What you should do = Exact duplicates of all entries are needed.

· · · ·

PR #4942, opened 2019-07-18
ensure kubeless tests can be run in parallel with others

k15r:
**Description**

introduce retries to compensate for api-server hickups

**Related issue(s)**

#4300

### DIFF
--- a/installation/scripts/testing.sh
+++ b/installation/scripts/testing.sh
@@ -1,13 +1,13 @@
 #!/usr/bin/env bash
 ROOT_PATH=$( cd "$( dirname "${BASH_SOURCE[0]}" )" && pwd )
 
-CONCURRENCY=10
+CONCURRENCY=1
 
 POSITIONAL=()
 
 function validateConcurrency() {
   if [[ -z "$1" ]]; then
-    echo "Error: --concurrency requres a value"
+    echo "Error: --concurrency requires a value"
     exit 1
   fi
 
--- a/installation/scripts/testing.sh
+++ b/installation/scripts/testing.sh
@@ -1,7 +1,7 @@
 #!/usr/bin/env bash
 ROOT_PATH=$( cd "$( dirname "${BASH_SOURCE[0]}" )" && pwd )
 
-CONCURRENCY=1
+CONCURRENCY=10
 
 POSITIONAL=()
 
--- a/tests/kubeless/Dockerfile
+++ b/tests/kubeless/Dockerfile
@@ -1,5 +1,4 @@
-FROM alpine:3.8
-
+FROM golang:1.10-alpine as builder
 LABEL source="git@github.com:kyma-project/kyma.git"
 
 RUN apk --no-cache upgrade && apk --no-cache add curl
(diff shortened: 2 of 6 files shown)


tests/kubeless/kubeless-tests.go
```diff
@@ -4,12 +4,14 @@ import (
...
 	"io/ioutil"
-	"log"
 	"math/rand"
 	"net/http"
 	"os/exec"
 	"strings"
 	"time"
+
+	log "github.com/sirupsen/logrus"
+	"github.com/avast/retry-go"
```
antoineco: We could avoid that new dependency by using `k8s.io/apimachinery/pkg/util/wait` instead.

tests/kubeless/kubeless-tests.go
```diff
@@ -4,12 +4,14 @@ import (
...
 	"fmt"
 	"io/ioutil"
-	"log"
 	"math/rand"
 	"net/http"
 	"os/exec"
 	"strings"
 	"time"
+
+	log "github.com/sirupsen/logrus"
```
antoineco: Is switching to a new log library really justified considering the original scope?

tests/kubeless/kubeless-tests.go
```diff
@@ -230,35 +237,51 @@ func randomString(n int) string {
 	return string(b)
 }
 
-func cleanup(namespace, functionName string) {
-	log.Println("Cleaning up")
-	deleteFun(namespace, functionName)
-	deleteNamespace(namespace)
+func cleanup(namespace, functionName string) error{
+	log.Info("Cleaning up")
+	err:=deleteFun(namespace, functionName)
```
antoineco: `go fmt` is not too happy about that syntax.

tests/kubeless/kubeless-tests.go
k15r: true, i just use it as lots of other kyma components also make use of this library

tests/kubeless/kubeless-tests.go
k15r: during the tests i had to modify logging. otherwise i was not able to see the reason for the error.

tests/kubeless/kubeless-tests.go
k15r: fixed

tests/kubeless/kubeless-tests.go
antoineco: Probably because the Logger was [not initialized with an appropriate Writer](https://golang.org/pkg/log/#New) ([stderr by default](https://golang.org/src/log/log.go?s=9437:9465#L73)). No big deal for me, I just wanted to point that out.

k15r: nope, not because of that... it was just not giving enough information. But in order to not confuse people i removed those additional logs. And while i was at it, i quickly switched to logrus as it simplified implementing my needs

k15r:
> Looking good overall, providing that a concurrency of 10 doesn't make those tests flaky.
I asked @sjanota on how to proceed. Not sure if this should be enabled, yet. If we don't enable it i will revert the corresponding commit.

tests/kubeless/Dockerfile
```diff
@@ -11,11 +10,29 @@ RUN curl -Lo /usr/bin/kubectl https://storage.googleapis.com/kubernetes-release/
...
 # To automatically get the latest version:
 #RUN curl -Lo /tmp/kubeless.zip "$(curl -s https://api.github.com/repos/kubeless/kubeless/releases/latest | jq -r '.assets[]|select(.name=="kubeless_linux-amd64.zip").browser_download_url')" && unzip -q /tmp/kubeless.zip -d /tmp/ && mv /tmp/bundles/kubeless_linux-amd64/kubeless /usr/bin/ && rm -r /tmp/kubeless.zip /tmp/bundles && chmod +x /usr/bin/kubeless
 
+FROM alpine:3.8
+
+COPY --from=builder /usr/bin/kubectl /usr/bin/kubectl
+COPY --from=builder /usr/bin/kubeless /usr/bin/kubeless
+
+RUN chmod +x /usr/bin/kubeless
+RUN chmod +x /usr/bin/kubectl
```
antoineco: Both these directives should be removed, exec flags are already set explicitly in the builder.

installation/scripts/testing.sh
```diff
@@ -1,7 +1,7 @@
 #!/usr/bin/env bash
 ROOT_PATH=$( cd "$( dirname "${BASH_SOURCE[0]}" )" && pwd )
 
-CONCURRENCY=1
+CONCURRENCY=10
```
sjanota: Default CONCURRENCY should stay at `1`. CI plans that allows running tests concurrently will pass `--concurrency` flag to enable it.

k15r: fixed in latest commit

· · · ·

Task solution =
PR #4942, opened 2019-07-18
ensure kubeless tests can be run in parallel with others

k15r:
**Description**

introduce retries to compensate for api-server hickups

**Related issue(s)**

#4300

### DIFF
--- a/installation/scripts/testing.sh
+++ b/installation/scripts/testing.sh
@@ -1,13 +1,13 @@
 #!/usr/bin/env bash
 ROOT_PATH=$( cd "$( dirname "${BASH_SOURCE[0]}" )" && pwd )
 
-CONCURRENCY=10
+CONCURRENCY=1
 
 POSITIONAL=()
 
 function validateConcurrency() {
   if [[ -z "$1" ]]; then
-    echo "Error: --concurrency requres a value"
+    echo "Error: --concurrency requires a value"
     exit 1
   fi
 
--- a/installation/scripts/testing.sh
+++ b/installation/scripts/testing.sh
@@ -1,7 +1,7 @@
 #!/usr/bin/env bash
 ROOT_PATH=$( cd "$( dirname "${BASH_SOURCE[0]}" )" && pwd )
 
-CONCURRENCY=1
+CONCURRENCY=10
 
 POSITIONAL=()
 
--- a/tests/kubeless/Dockerfile
+++ b/tests/kubeless/Dockerfile
@@ -1,5 +1,4 @@
-FROM alpine:3.8
-
+FROM golang:1.10-alpine as builder
 LABEL source="git@github.com:kyma-project/kyma.git"
 
 RUN apk --no-cache upgrade && apk --no-cache add curl
(diff shortened: 2 of 6 files shown)


tests/kubeless/kubeless-tests.go
```diff
@@ -4,12 +4,14 @@ import (
...
 	"io/ioutil"
-	"log"
 	"math/rand"
 	"net/http"
 	"os/exec"
 	"strings"
 	"time"
+
+	log "github.com/sirupsen/logrus"
+	"github.com/avast/retry-go"
```
antoineco: We could avoid that new dependency by using `k8s.io/apimachinery/pkg/util/wait` instead.

tests/kubeless/kubeless-tests.go
```diff
@@ -4,12 +4,14 @@ import (
...
 	"fmt"
 	"io/ioutil"
-	"log"
 	"math/rand"
 	"net/http"
 	"os/exec"
 	"strings"
 	"time"
+
+	log "github.com/sirupsen/logrus"
```
antoineco: Is switching to a new log library really justified considering the original scope?

tests/kubeless/kubeless-tests.go
```diff
@@ -230,35 +237,51 @@ func randomString(n int) string {
 	return string(b)
 }
 
-func cleanup(namespace, functionName string) {
-	log.Println("Cleaning up")
-	deleteFun(namespace, functionName)
-	deleteNamespace(namespace)
+func cleanup(namespace, functionName string) error{
+	log.Info("Cleaning up")
+	err:=deleteFun(namespace, functionName)
```
antoineco: `go fmt` is not too happy about that syntax.

tests/kubeless/kubeless-tests.go
k15r: true, i just use it as lots of other kyma components also make use of this library

tests/kubeless/kubeless-tests.go
k15r: during the tests i had to modify logging. otherwise i was not able to see the reason for the error.

tests/kubeless/kubeless-tests.go
k15r: fixed

tests/kubeless/kubeless-tests.go
antoineco: Probably because the Logger was [not initialized with an appropriate Writer](https://golang.org/pkg/log/#New) ([stderr by default](https://golang.org/src/log/log.go?s=9437:9465#L73)). No big deal for me, I just wanted to point that out.

k15r: nope, not because of that... it was just not giving enough information. But in order to not confuse people i removed those additional logs. And while i was at it, i quickly switched to logrus as it simplified implementing my needs

k15r:
> Looking good overall, providing that a concurrency of 10 doesn't make those tests flaky.
I asked @sjanota on how to proceed. Not sure if this should be enabled, yet. If we don't enable it i will revert the corresponding commit.

tests/kubeless/Dockerfile
```diff
@@ -11,11 +10,29 @@ RUN curl -Lo /usr/bin/kubectl https://storage.googleapis.com/kubernetes-release/
...
 # To automatically get the latest version:
 #RUN curl -Lo /tmp/kubeless.zip "$(curl -s https://api.github.com/repos/kubeless/kubeless/releases/latest | jq -r '.assets[]|select(.name=="kubeless_linux-amd64.zip").browser_download_url')" && unzip -q /tmp/kubeless.zip -d /tmp/ && mv /tmp/bundles/kubeless_linux-amd64/kubeless /usr/bin/ && rm -r /tmp/kubeless.zip /tmp/bundles && chmod +x /usr/bin/kubeless
 
+FROM alpine:3.8
+
+COPY --from=builder /usr/bin/kubectl /usr/bin/kubectl
+COPY --from=builder /usr/bin/kubeless /usr/bin/kubeless
+
+RUN chmod +x /usr/bin/kubeless
+RUN chmod +x /usr/bin/kubectl
```
antoineco: Both these directives should be removed, exec flags are already set explicitly in the builder.

installation/scripts/testing.sh
```diff
@@ -1,7 +1,7 @@
 #!/usr/bin/env bash
 ROOT_PATH=$( cd "$( dirname "${BASH_SOURCE[0]}" )" && pwd )
 
-CONCURRENCY=1
+CONCURRENCY=10
```
sjanota: Default CONCURRENCY should stay at `1`. CI plans that allows running tests concurrently will pass `--concurrency` flag to enable it.

k15r: fixed in latest commit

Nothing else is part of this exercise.